[Collection entries]
§ §

PR #651, opened 2025-08-01
Migrate to Fn from FnOnce + Clone

soundofspace:


examples/http_conn_state.rs
```diff
@@ -137,7 +137,9 @@ async fn main() {
             .expect("bind TCP Listener")
             .serve_graceful(
                 guard,
-                MapStateLayer::new(|app: AppState| {
+                MapStateLayer::new(move |app: AppState| {
+                    let alive = alive.clone();
```
GlenDC, line 141: fwiw I think you could also have done it inline (`alive: alive.clone()`) but I guess there is also clarity in having on top, so all good for me (this is just a comment, you can close as-is if this is on purpose)

GlenDC (approved):
Awesome, turned out to be a lot smaller than I imagined it to be. Great work, as always.

soundofspace:
> Awesome, turned out to be a lot smaller than I imagined it to be. Great work, as always.

Thanks, and yea was expecting this one to be a LOT bigger

examples/http_conn_state.rs
soundofspace: Yea was what i did first, but kinda liked the pattern of always doing the cloning first thing

PR #652, opened 2025-08-01
Save headers from CONNECT response in HttpProxyConnectResponseHeaders extension.

maartendeprez:
This can be used, for example, to copy headers from the CONNECT response to proxied responses.

### DIFF
--- a/rama-http-backend/src/client/proxy/layer/proxy_connector/mod.rs
+++ b/rama-http-backend/src/client/proxy/layer/proxy_connector/mod.rs
@@ -12,4 +12,4 @@ pub use layer::HttpProxyConnectorLayer;
 
 mod service;
 #[doc(inline)]
-pub use service::{HttpProxyConnector, HttpProxyConnectResponseHeaders};
+pub use service::{HttpProxyConnectResponseHeaders, HttpProxyConnector};


rama-http-backend/src/client/proxy/layer/proxy_connector/connector.rs
```diff
@@ -103,9 +104,12 @@ impl InnerHttpProxyConnector {
             }
         };
 
+        let headers = response.headers().clone();
```
GlenDC: no need to clone, you should be able to change `upgrade::on(response)` to `upgrade::on(&mut response)` and then later do `into_parts` to move the headers out of the response, this makes it something free to do, because if we would have to clone this will have to be opt-in given this use case is probably very specialized

rama-http-backend/src/client/proxy/layer/proxy_connector/service.rs
```diff
@@ -262,3 +265,21 @@ where
         })
     }
 }
+
+#[derive(Clone)]
+pub struct HttpProxyHeaders {
```
GlenDC: I'm fine with this, but please:

- add docs
- also explain some use cases why this can be useful (here in "extra" docs of struct, but also in PR description, please always use cases especially in PR description / motivation)
- also impl `Debug` always

rama-http-backend/src/client/proxy/layer/proxy_connector/service.rs
```diff
@@ -262,3 +265,21 @@ where
...
+    headers: Arc<HeaderMap>,
+}
+
+impl HttpProxyHeaders {
```
GlenDC: I think I would just implement this is as

```
struct HttpProxyConnectResponseHeaders(Arc<HeaderMap>)
```

and then impl `Deref => target = HeaderMap` as well as `AsRef`

GlenDC (changes requested):
Looks nice to me, please do address comments, once that is done we can merge this swiftly, def. do not forget about motivations

rama-http-backend/src/client/proxy/layer/proxy_connector/connector.rs
maartendeprez: Nice! I had tried using `into_parts`, but missed that `upgrade::on` can work on a mutable reference.

rama-http-backend/src/client/proxy/layer/proxy_connector/service.rs
maartendeprez: Done!

rama-http-backend/src/client/proxy/layer/proxy_connector/service.rs
```diff
@@ -262,3 +265,38 @@ where
...
+    }
+}
+
+impl AsRef<HeaderMap> for HttpProxyConnectResponseHeaders {
+    fn as_ref(&self) -> &HeaderMap {
+        &self.0
+    }
+}
+
+impl AsMut<HeaderMap> for HttpProxyConnectResponseHeaders {
```
GlenDC: I would drop the `AsMut` and `DerefMut`.

in Rust "as" and "deref" are really meant to be zero-cost operations.

Arc's function is called "make_mut" (not as_mut) because it will clone on write in case there are other references. Also there is probably no reason to anyway need to mutate this headermap directly as there is nothing really useful you can do with it. If you ever want to use it in your own `Response` (bad idea anyway) you would need to anyway clone it out of an arc (first). If you do that you can mutate without having to do it here.

rama-http-backend/src/client/proxy/layer/proxy_connector/service.rs
maartendeprez: Added documentation.

rama-http-backend/src/client/proxy/layer/proxy_connector/service.rs
maartendeprez: Removed the impls

rama-http-backend/src/client/proxy/layer/proxy_connector/service.rs
```diff
@@ -267,6 +267,11 @@ where
 }
 
 #[derive(Clone, Debug)]
+/// Extension added to the [`Context`] by [`HttpProxyConnector`] to record the
+/// headers from a successful CONNECT response.
+///
+/// This can be used, for example, to copy headers from the CONNECT response to
```
GlenDC: It’s clear that you might want to extract or derive information from headers. The real question is, what are some practical use cases for this? Sharing examples could inspire others to look for this information, even if it's just for some of their own use cases. No need for sensitive details here—just general ideas would help others realize its value.

maartendeprez: Sorry for the delay; i had other obligations to tend to... Something like this? Or would you like a longer explanation?

GlenDC (changes requested):
LGTM @maartendeprez ; once CI passes it can be merged

GlenDC (approved):

PR #656, opened 2025-08-05
correctly handle insecure request over http proxies

soundofspace:


rama-http-backend/src/client/svc.rs
```diff
@@ -326,3 +331,170 @@ fn sanitize_client_req_header<S, B>(
...
+    ctx: &Context<State>,
+    req: &Request<Body>,
+) -> bool {
+    let is_http_proxy = ctx
+        .get::<ProxyAddress>()
+        .and_then(|proxy| proxy.protocol.as_ref())
+        .map(|protocol| protocol.is_http())
+        .unwrap_or_default();
+
+    let is_insecure_request = req
```
GlenDC: what if the scheme is not there? Not better to use `RequestContext` so we can check it using the `protocol` which also checks the port as a fallback and in future possible other things?

GlenDC (changes requested):
Looks good to me, just 1 remark

rama-http-backend/src/client/svc.rs
```diff
@@ -166,16 +166,29 @@ fn sanitize_client_req_header<S, B>(
         return Err(OpaqueError::from_display("missing host in CONNECT request").into());
     }
 
+    let is_http_proxy = ctx
```
GlenDC:
```suggestion
    let uses_http_proxy = ctx
```

rama-http-backend/src/client/svc.rs
```diff
@@ -166,16 +166,29 @@ fn sanitize_client_req_header<S, B>(
...
+        .and_then(|proxy| proxy.protocol.as_ref())
+        .map(|protocol| protocol.is_http())
+        .unwrap_or_default();
+
     let request_ctx = ctx
         .get_or_try_insert_with_ctx::<RequestContext, _>(|ctx| (ctx, &req).try_into())
         .context("fetch request context")?;
 
+    let is_insecure_request_over_http_proxy =
+        (request_ctx.protocol == Protocol::HTTP) && is_http_proxy;
```
GlenDC: I would use `!request_ctx.protocol.is_secure()` as to also make sure to catch `ws`. Another option is to manually match on protocols if you do not want to risk weird edge cases with `Custom` catch-all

§ §

When a line in the data holds the word "using", show that line.

maartendeprez: Nice! I had tried using `into_parts`, but missed that `upgrade::on` can work on a mutable reference.
GlenDC: what if the scheme is not there? Not better to use `RequestContext` so we can check it using the `protocol` which also checks the port as a fallback and in future possible other things?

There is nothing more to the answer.